Ding ding ding, this is the correct answer. Something you have a vested
interest in will always be infinitely easier to learn than some random thing
someone else (who likely _is_ interested in it) suggests because they said it
was easy.

For example, while not exactly a “super simple” topic, at work part of my
responsibilities include maintaining/developing ETL jobs for copying data from
a few data warehouses to local app dbs. I absolutely dread anytime I have to
spend any amount of time working on these, I find it boring, the software
terrible, the problems tedious. And, I’m certain if I spent a fair amount of
time really learning the technologies/patterns/etc, it wouldn’t be nearly as
much of a chore.

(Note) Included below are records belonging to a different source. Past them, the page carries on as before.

Issue #5109, opened 2025-09-14
🚨 Task List - Increase the visibility of Action-Icons for Tasks with Time-Data (Glass Theme)


OLLI-S:
### Version Used

15.0.0 

### Expected Behavior

When a task has time data (estimated time and spent time) and the mouse pointer is hovered over the task (to make the action icons visible), then these icons are displayed above the time data.
These action icons should be easily perceivable.

### Current Behavior

Due to the time data these action icons are worse perceivable.

**Task with Time Data**:
<img width="592" height="93" alt="Image" src="https://github.com/user-attachments/assets/6593394c-8b28-483c-9cc6-af32d624d6d5" />

**Mouse pointer on the Task**:
<img width="589" height="127" alt="Image" src="https://github.com/user-attachments/assets/b144505a-052c-4e30-ad17-168acc1ee3d4" />

### Steps to Reproduce

Go to a task that has time data.
Hover your move over the task.

### Can you reproduce this reliably?

Yes, I can reproduce it reliably.

### Console Output

```shell

```

johannesjo:
That is for the glass theme right?

OLLI-S:
Yes, I have the "Glass" theme.

PR #7338, opened 2026-04-23
fix(tasks): keep hover controls visible on Glass theme

JulioMReis-tecnico:
## Problem

With the glass theme, hovering the mouse over a task creates an overlap of the time information and the action buttons (the buttons that appear when hovering the mouse over a task). #5109 

## Solution

The task's time-wrapper visibility is set to hidden when hovering the mouse over a task.
Tasks with sub-tasks are excluded, as they dont have action buttons.

## Test

A new test that verifies if time-wrapper is visible and becomes hidden when hovering was also implemented.
The test creates a simple task with estimated time of 45 minutes.

## Type of Change

- [x] Bug fix
- [ ] New feature
- [ ] Breaking change
- [ ] Refactoring
- [ ] Documentation
- [ ] Other (please describe)

## Checklist

### DIFF
--- a/e2e/tests/task-detail/task-time-visibility.spec.ts
+++ b/e2e/tests/task-detail/task-time-visibility.spec.ts
@@ -1,0 +1,33 @@
+import { Locator, Page } from 'playwright/test';
+
+import { expect, test } from '../../fixtures/test.fixture';
+import { WorkViewPage } from '../../pages/work-view.page';
+
+test.describe('Task time visibility', () => {
+
+  const addTaskAndFillEstimatedTime = async (
+    workViewPage: WorkViewPage,
+    page: Page,
+  ): Promise<void> => {
+    await workViewPage.waitForTaskList();
+
+    await workViewPage.addTask('task');
+    await page.getByText(/task/).first().hover();
+    await page.getByRole('button', { name: 'Show/Hide additional info' }).click();
+
+    const durationInput: Locator = page.locator('.mat-ripple.ripple').first();
+    await durationInput.click();
+    const timeSpentInput: Locator = page.getByText('Estimate');
+    await timeSpentInput.fill('45');
+    await page.getByRole('button', { name: 'Save' }).click();
+  };
+
+  test('Task time data should be invisible on hover', async ({ page, workViewPage }) => {
+    await addTaskAndFillEstimatedTime(workViewPage, page);
+
+    const timeWrapper = page.locator('.time-wrapper');
+    await expect(timeWrapper).toBeVisible({ timeout: 3000 });
+    await page.getByText(/task/).first().hover();
+    await expect(timeWrapper).not.toBeVisible({ timeout: 3000 });
+  });
+});
--- a/e2e/tests/task-detail/task-time-visibility.spec.ts
+++ b/e2e/tests/task-detail/task-time-visibility.spec.ts
@@ -1,33 +1,106 @@
-import { Locator, Page } from 'playwright/test';
+import { Locator, Page } from '@playwright/test';
 
+import { cssSelectors } from '../../constants/selectors';
 import { expect, test } from '../../fixtures/test.fixture';
 import { WorkViewPage } from '../../pages/work-view.page';
+import { TaskPage } from '../../pages';
+
+const { FIRST_TASK, SECOND_TASK, SUB_TASK, MAIN } = cssSelectors;
 
 test.describe('Task time visibility', () => {
-
-  const addTaskAndFillEstimatedTime = async (
-    workViewPage: WorkViewPage,
-    page: Page,
-  ): Promise<void> => {
-    await workViewPage.waitForTaskList();
-
-    await workViewPage.addTask('task');
-    await page.getByText(/task/).first().hover();
-    await page.getByRole('button', { name: 'Show/Hide additional info' }).click();
-
-    const durationInput: Locator = page.locator('.mat-ripple.ripple').first();
+  const fillEstimatedTime = async (page: Page, time: number): Promise<void> => {
+    // time-estimate/Duration position might need adjusting if detail-menu is changed
+    const durationInput: Locator = page.locator(
+      'task-detail-item:nth-child(3) > .input-item > .mat-ripple',
+    );
     await durationInput.click();
-    const timeSpentInput: Locator = page.getByText('Estimate');
+    const timeSpentInput: Locator = page.getByText('Estimate', { exact: true });
     await timeSpentInput.fill('45');
     await page.getByRole('button', { name: 'Save' }).click();
   };
 
-  test('Task time data should be invisible on hover', async ({ page, workViewPage }) => {
-    await addTaskAndFillEstimatedTime(workViewPage, page);
+  const addTaskAndFillEstimatedTime = async (
+    workViewPage: WorkViewPage,
+    page: Page,
+    taskPage: TaskPage,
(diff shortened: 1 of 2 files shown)


johannesjo:
Thanks for the PR and welcome\! The approach (hiding `.time-wrapper` on hover to let the hover controls breathe) is reasonable, but I have a few things to flag before this is ready to merge.

**🔴 Blocker — `IS_TOUCH_PRIMARY` is undefined in this template**

The new binding uses `IS_TOUCH_PRIMARY`, but that symbol isn't exposed on `TaskComponent` — only `isTouchActive` is (see `task.component.ts:265`). The build doesn't error because we don't have `strictTemplates` enabled, so Angular silently treats the identifier as `any` / `undefined`. That makes `\!IS_TOUCH_PRIMARY` always `true`, so the intended touch-device guard does nothing and the time info will hide on hover on touch devices as well (where mouse-hover is often emulated).

The rest of this template already uses the reactive helper on line 99 (`isFirstLineHover && \!isTouchActive()`), so matching that pattern is the cleanest fix:

```html
[style.visibility]="
  isFirstLineHover && \!isTouchActive() && \!t.subTasks?.length
    ? 'hidden'
    : 'visible'"
```

**🟡 Scope — this affects all themes, not just Glass**

Issue #5109 is specifically about the Glass theme (confirmed in the thread). Hiding time info on hover everywhere is a behavior change for users on other themes who weren't experiencing the overlap. Worth checking with @johannesjo whether this should be Glass-scoped — either by gating on the theme class or with a CSS-only solution in the Glass theme's SCSS (e.g. fading `.time-wrapper` opacity on `.first-line:hover`).

**🟡 E2E test — fragile selectors**

A few nits on `task-time-visibility.spec.ts`:

- `page.locator('.mat-ripple.ripple').first()` depends on Material internals and element order. A role-based or more specific selector for the estimate input would be sturdier.
- `page.getByText('Estimate')` resolves to the label, not the native input — `fill('45')` on that is likely to throw, so I suspect this test may not be exercising what it looks like it exercises. Worth running locally to confirm.
- Per `e2e/CLAUDE.md`, new tests should use the page-object fixtures (`taskPage`, `workViewPage`) and the assertion helpers rather than raw `page.getByText(/task/).first()`.
- The touch-device branch (the bug above) and the sub-tasks branch (`\!t.subTasks?.length` guard) aren't covered — a quick parent-task-hover case would protect against regressions of the guard.

**🟢 Small stuff**

- Title doesn't match the Angular commit format the repo uses — something like `fix(tasks): keep hover controls visible on Glass theme` would align with the convention in `CLAUDE.md`.
- The multi-line style binding's indentation looks off — running `npm run checkFile src/app/features/tasks/task/task.component.html` should sort it out (that checklist item is still unchecked).
- `import { Locator, Page } from 'playwright/test'` — newer tests here use `@playwright/test`.

Nice first contribution — the core idea is right and using `visibility: hidden` rather than `display: none` to avoid layout shift was the correct instinct. Fix the `IS_TOUCH_PRIMARY` reference and let's talk about theme scope, then this should be in good shape.

johannesjo:
Thanks for the quick turnaround\! The blocker is resolved and the test refactor to page-object fixtures is great. A few things still to address before this can land:

**🔴 Test bug — `fillEstimatedTime` ignores its `time` argument**

`fillEstimatedTime(page, time)` accepts the parameter but hardcodes `'45'`:

```ts
const fillEstimatedTime = async (page: Page, time: number): Promise<void> => {
  ...
  await timeSpentInput.fill('45'); // should be String(time)
};
```

The third test passes `30` for the subtask but it still ends up as 45m. Either remove the parameter or use it.

**🔴 `getSubTasks(task)` returns a multi-locator**

```ts
const subTask = taskPage.getSubTasks(task);
await taskPage.openTaskDetail(subTask);
```

`getSubTasks` resolves all subtasks of the parent, and `openTaskDetail` calls `.hover()` on it. This works only because the test creates exactly one subtask — Playwright strict mode will throw \"strict mode violation\" the moment a second subtask is added. Use `.first()`:

```ts
const subTask = taskPage.getSubTasks(task).first();
```

**🟡 Theme scope — still unresolved**

The behavior change still applies to every theme, not just Glass. #5109 is a Glass-specific bug, and hiding the time on hover everywhere is a UX change for users on other themes who weren't seeing the overlap. My preference would be to scope this to the Glass theme — either gate the `[style.visibility]` binding on the theme class, or solve it CSS-only inside the Glass theme's SCSS (e.g. fading `.time-wrapper` opacity on `.first-line:hover`). Happy to discuss if you'd rather keep it global.

**🟡 Touch-device branch still uncovered**

The new tests don't exercise the `\!isTouchActive()` guard — that's exactly the branch the original bug lived in. A `test.use({ hasTouch: true })` case asserting `.time-wrapper` stays visible on hover would lock this in.

**🟡 Fragile detail-item selector**

`task-detail-item:nth-child(3) > .input-item > .mat-ripple` still depends on the order of items in `task-detail-panel.component.html`. Reordering detail items would silently break this test. Prefer an icon-based selector matching the pattern in `e2e/constants/selectors.ts` (see `SCHEDULE_TASK_ITEM`):

```ts
'task-detail-item:has(mat-icon:text(\"hourglass_empty\")) .mat-ripple'
```

**🟢 Small stuff**

- `page.getByText('Estimate', { exact: true })` still resolves the label rather than the input — `fill()` may work via Material's label association but a direct input selector is sturdier.
- PR title \`Fix(tasks): …\` should be lowercase \`fix(tasks): …\` per the Angular convention used in this repo.
- \`npm run checkFile\` checklist item is still unchecked — running it on both files will catch the trailing commas in the destructures (\`{ page, workViewPage, taskPage, }\`) and the missing space after \`//\` in two comments.

The core idea is right and the test coverage is much improved — fix the two test bugs and let's settle the theme-scope question, then this should be in good shape.

JulioMReis-tecnico:
hello, sorry I couldnt work on this for a while.
I was returning to this and noticed that commit 51ff66c makes the time-wrapper hidden on hover, fixing the issue this PR was intended for.
I appreciate if it could be comfirmed that no more work is needed on this issue.
thanks

johannesjo:
Thanks for following up, and thanks again for the contribution and the heads-up — you're exactly right. 👍

Commit `51ff66c` landed a CSS-only fix for #5109 in `_task-controls.scss`:

```scss
// Hide the time-wrapper while hover-controls are mounted: they're absolutely
// positioned over .time-wrapper and would let its digits ghost through on
// translucent themes (velvet, glass) and paint redundantly on solid ones.
.first-line:has(task-hover-controls) .time-wrapper {
  visibility: hidden;
}
```

Since Angular only mounts `task-hover-controls` on hover (non-touch), the `:has()` selector matches the visibility intent without a `:hover`/touch guard — which is the theme-scoped, CSS-side approach I'd raised in the earlier reviews. So the overlap you originally reported is already resolved on `master`, and no further work is needed here.

One thing to flag in case it's ever revisited: because that rule lives in SCSS, layering this PR's inline `[style.visibility]` binding on top would actually take precedence for parent tasks (inline styles outrank the class rule) and re-show the time on hover — so the two solutions would now slightly conflict rather than reinforce.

And, given I’m not working with google level terabytes of
data, only a few 100 or so gigs, the scope of what I’d have to learn likely
isn’t terribly difficult. The problem is though, I have absolutely no interest
in doing so, I only work on them because I inherited them, and if I were to
need to do the same thing from scratch, I’d likely try something other than
“enterprise” ETL frameworks, or more realistically try my damndest to find
someone that actually likes doing this kind of thing so then I don’t have to
worry about it.

Contrasted to about a little over a year ago, I got super interested in CI/CD
and containerization technologies. I started having no experience with CI,
Docker, and really only having deployed things to heroku. However, I was
fairly quickly able to get up to speed with the basics of the technologies,
and then a short time after that I became the “Docker & CI” guy at work, I
found that I was able to quickly and (hopefully) competently answer almost any
question/issue coworkers were encountering. I now spend a fair amount of time
configuring CI and containerizing older apps in our portfolio just because I
thought it was fun/interesting to do, which provided me with even more
opportunities to learn and find gaps in my knowledge. But, to some others,
spending any amount of time configuring CI, fighting with a legacy codebase to
get it’s test suite to run in a containerized/CI environment , and building
security scanning practices likely sounds absolutely dreadful, tedious, or a
waste of time.

So, whatever you have an actual interest in learning completely will be the
easiest, whether that be Machine Learning, full blown functional programming
in Haskell, enterprise Java OOP, application architecture, compiler/language
development, or even something as deceptively “simple” as building CLI
tooling. Anything someone advertises to you as “easiest to learn” is something
that person themselves are interested in, which is why to them it was easy,
but if you don’t give a shit about it, it likely will be a chore and far from
the “easiest”.

------
rudolph9
Boolean logic. It’s applicable to every day programming and foundational to
software in general.

------
cimmanom
HTML